------ Source data ------
PR #6769, opened 2026-04-07
Make sure to save window state before undocked dock widgets are closed

### LINKED ISSUE #6672: Qt6: Undocked windows status not correctly saved to settings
------
▶ **Exercise**
Give back the full listing above, exactly as it reads.

▶ **Solution below**
PR #6769, opened 2026-04-07
Make sure to save window state before undocked dock widgets are closed

### LINKED ISSUE #6672: Qt6: Undocked windows status not correctly saved to settings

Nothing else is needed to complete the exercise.